Give the records again in full, exactly as they appear.

Data records below:

PR #194, opened 2022-10-13
Double stack coroutine refactor

vliedel:
Fixes the stack params location, and the stack start.
General improvements.

### DIFF
--- a/source/src/microapp/cs_MicroappController.cpp
+++ b/source/src/microapp/cs_MicroappController.cpp
@@ -22,42 +22,13 @@
 #define LogMicroappControllerDebug LOGd
 #define LogMicroappControllerVerbose LOGvv
 
-/**
- * A developer option that calls the microapp through a function call (rather than a jump). A properly compiled
- * microapp can be started from the very first address after the header. The ResetHandler is written to that position.
- * This is done in linker scripts. If something goes off in the microapp in the startup code it might be convenient to
- * immediately call a particular function in the microapp. This address can be also the very first address but it can
- * just as well be in the middle of the microapp binary. Default is 0.
- */
-#define DEVELOPER_OPTION_USE_FUNCTION_CALL 0
-
-/*
- * Overwrite the address that is read from the microapp header (the offset field) by the following hardcoded address.
- * The default behaviour has this macro undefined.
- */
-#define DEVELOPER_OPTION_OVERWRITE_FUNCTION_CALL_ADDRESS 0x69014
-#undef DEVELOPER_OPTION_OVERWRITE_FUNCTION_CALL_ADDRESS
-
-/*
- * Use a dummy callback in bluenet itself (no microapp is required in that case) by setting this to 1. Default is 0.
- */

End of Data records.

* Task output
PR #194, opened 2022-10-13
Double stack coroutine refactor

vliedel:
Fixes the stack params location, and the stack start.
General improvements.

### DIFF
--- a/source/src/microapp/cs_MicroappController.cpp
+++ b/source/src/microapp/cs_MicroappController.cpp
@@ -22,42 +22,13 @@
 #define LogMicroappControllerDebug LOGd
 #define LogMicroappControllerVerbose LOGvv
 
-/**
- * A developer option that calls the microapp through a function call (rather than a jump). A properly compiled
- * microapp can be started from the very first address after the header. The ResetHandler is written to that position.
- * This is done in linker scripts. If something goes off in the microapp in the startup code it might be convenient to
- * immediately call a particular function in the microapp. This address can be also the very first address but it can
- * just as well be in the middle of the microapp binary. Default is 0.
- */
-#define DEVELOPER_OPTION_USE_FUNCTION_CALL 0
-
-/*
- * Overwrite the address that is read from the microapp header (the offset field) by the following hardcoded address.
- * The default behaviour has this macro undefined.
- */
-#define DEVELOPER_OPTION_OVERWRITE_FUNCTION_CALL_ADDRESS 0x69014
-#undef DEVELOPER_OPTION_OVERWRITE_FUNCTION_CALL_ADDRESS
-
-/*
- * Use a dummy callback in bluenet itself (no microapp is required in that case) by setting this to 1. Default is 0.
- */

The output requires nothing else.